PR #7, opened 2016-11-20
[API-docs] Update Event/Request Fields

haganbmj:
Thanks for picking up work on this for OBS Studio. Fiddled around with it this evening and wanted to update the Protocol doc with some of the expected fields.

I couldn't seem to find a way to trigger [RecordingStopping](https://github.com/Palakis/obs-websocket/blob/master/WSEvents.cpp#L154), so I left a "Not Yet Implemented" in the doc.

Also, I have no idea what preview-only means. I tried disabling my preview and projecting to another monitor and still couldn't get that flag to change.

### DIFF
--- a/PROTOCOL.md
+++ b/PROTOCOL.md
@@ -1,70 +1,73 @@
 obs-websocket protocol reference
 ================================
 
-## General introduction
+## General Introduction
 **This document is still a WIP. Some things are missing (but won't stay like this for long).**
 
-Messages exchanged between the client and the server are JSON objects.
-The protocol in general in based on the OBS Remote protoctol created by Bill Hamilton, with new commands specific to OBS Studio. 
+Messages exchanged between the client and the server are JSON objects.  
+The protocol in general is based on the OBS Remote protocol created by Bill Hamilton, with new commands specific to OBS Studio.
 
 ## Events
 
 ### Description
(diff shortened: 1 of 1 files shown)


Palakis:
Thanks @haganbmj !
Regarding the `preview-only` field, it is always false and is there to keep some sort of compatibility with the OBSRemote protocol.
Eventually, when the first clients and libraries will show up and the protocol evolves, this field might get removed.

haganbmj:
Gotcha, that makes perfect sense.
Seems to work well so far that I've encountered; quick and easy to consume.

Palakis:
Copy-pasting when tired can lead to mistakes... One of the event types was handled twice in the event handler.   
Since https://github.com/Palakis/obs-websocket/commit/d1a142cefd3288c99827da8854085d673d90d82b, `RecordingStopping` should be working.

haganbmj:
Ahh, I missed that typo too. Nice catch.

haganbmj:
Got the basic JavaScript consumption of this done yesterday and created a repo for that. I never used the old obsremote, but looking at the source code it looks like it wouldn't be difficult to create a new client.obsremote.com to match the api changes. I'll probably get a start on that tonight or tomorrow.

PR #40, opened 2017-02-22
Add german translation

Frahmer:
Add german translation for menu entry and settings dialog.


Palakis:
Sehr gut !

Palakis:
@Frahmer Two new strings have been added to the UI (see [here](https://github.com/Palakis/obs-websocket/blob/master/data/locale/en-US.ini)). Can you also add these to the German translation please? (Many thanks in advance)

PR #41, opened 2017-02-23
Add german translation

Frahmer:
Add "ServerEnable" and "ServerPort" translation.


Palakis:
Awesome! Thank you very much.

PR #45, opened 2017-02-26
Toggle source on specified scene

mikhailswift:
Adds the ability to specify a scene when calling SetSourceRender.


Palakis:
Looks good to me. Merging right now.

PR #87, opened 2017-06-13
Set Text for text_gdiplus

pantonvich:


Palakis:
This can't be accepted as is. The code for `SetSceneItemRender` isn't the place for source property changes.

I can advise you two different ways to achieve what you'd like to achieve:
- Implement `SetGDIText`/`GetGDIText` request types to get/set the text value or settings on a GDI+ text source.
- Implement more generic `SetSourceProperties`/`GetSourceProperties` request types, which can also manipulate Browser Sources and others

pantonvich:
hadn't really thought about needing a get so that's a good idea - 
I've got the other settings working - font-size, bk-color, bk-opacity and color working.
I'll look at moving what I have to SetGDIText and creating a GetGDIText
If there are other settings that would be useful people can chime in and I'll see about getting them added.

I tried to get browser source complied as I was thinking getting to the url setting would work the same as the gdi text - but have been unable due to an issue with pre-complied CEF - after mult attempts over two days I've given up on browser source... 

I'm not very good with git - and common practices so should I close this pull and reopen a new one once I get the Set and Get ready?

pantonvich:
I'm so sorry I'm making a mess with github - I'm really not sure what I need to do to fix the github mess I've made here - again I'm so sorry.

pantonvich:
I'm going to close 91 and 92 and  try again

PR #98, opened 2017-06-30
General: Toggle to log incoming requests

haganbmj:
This might not be desired.
Adds a toggle to the settings dialogue to enabled/disable logging incoming requests in their original json format.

★ ★ ★ ★ ★

* **Exercise aim**: Word for word, repeat the data from its first line through the line with "the OBSRemote protocol.", including both of those lines and no others.

* **Task solution**:
PR #7, opened 2016-11-20
[API-docs] Update Event/Request Fields

haganbmj:
Thanks for picking up work on this for OBS Studio. Fiddled around with it this evening and wanted to update the Protocol doc with some of the expected fields.

I couldn't seem to find a way to trigger [RecordingStopping](https://github.com/Palakis/obs-websocket/blob/master/WSEvents.cpp#L154), so I left a "Not Yet Implemented" in the doc.

Also, I have no idea what preview-only means. I tried disabling my preview and projecting to another monitor and still couldn't get that flag to change.

### DIFF
--- a/PROTOCOL.md
+++ b/PROTOCOL.md
@@ -1,70 +1,73 @@
 obs-websocket protocol reference
 ================================
 
-## General introduction
+## General Introduction
 **This document is still a WIP. Some things are missing (but won't stay like this for long).**
 
-Messages exchanged between the client and the server are JSON objects.
-The protocol in general in based on the OBS Remote protoctol created by Bill Hamilton, with new commands specific to OBS Studio. 
+Messages exchanged between the client and the server are JSON objects.  
+The protocol in general is based on the OBS Remote protocol created by Bill Hamilton, with new commands specific to OBS Studio.
 
 ## Events
 
 ### Description
(diff shortened: 1 of 1 files shown)


Palakis:
Thanks @haganbmj !
Regarding the `preview-only` field, it is always false and is there to keep some sort of compatibility with the OBSRemote protocol.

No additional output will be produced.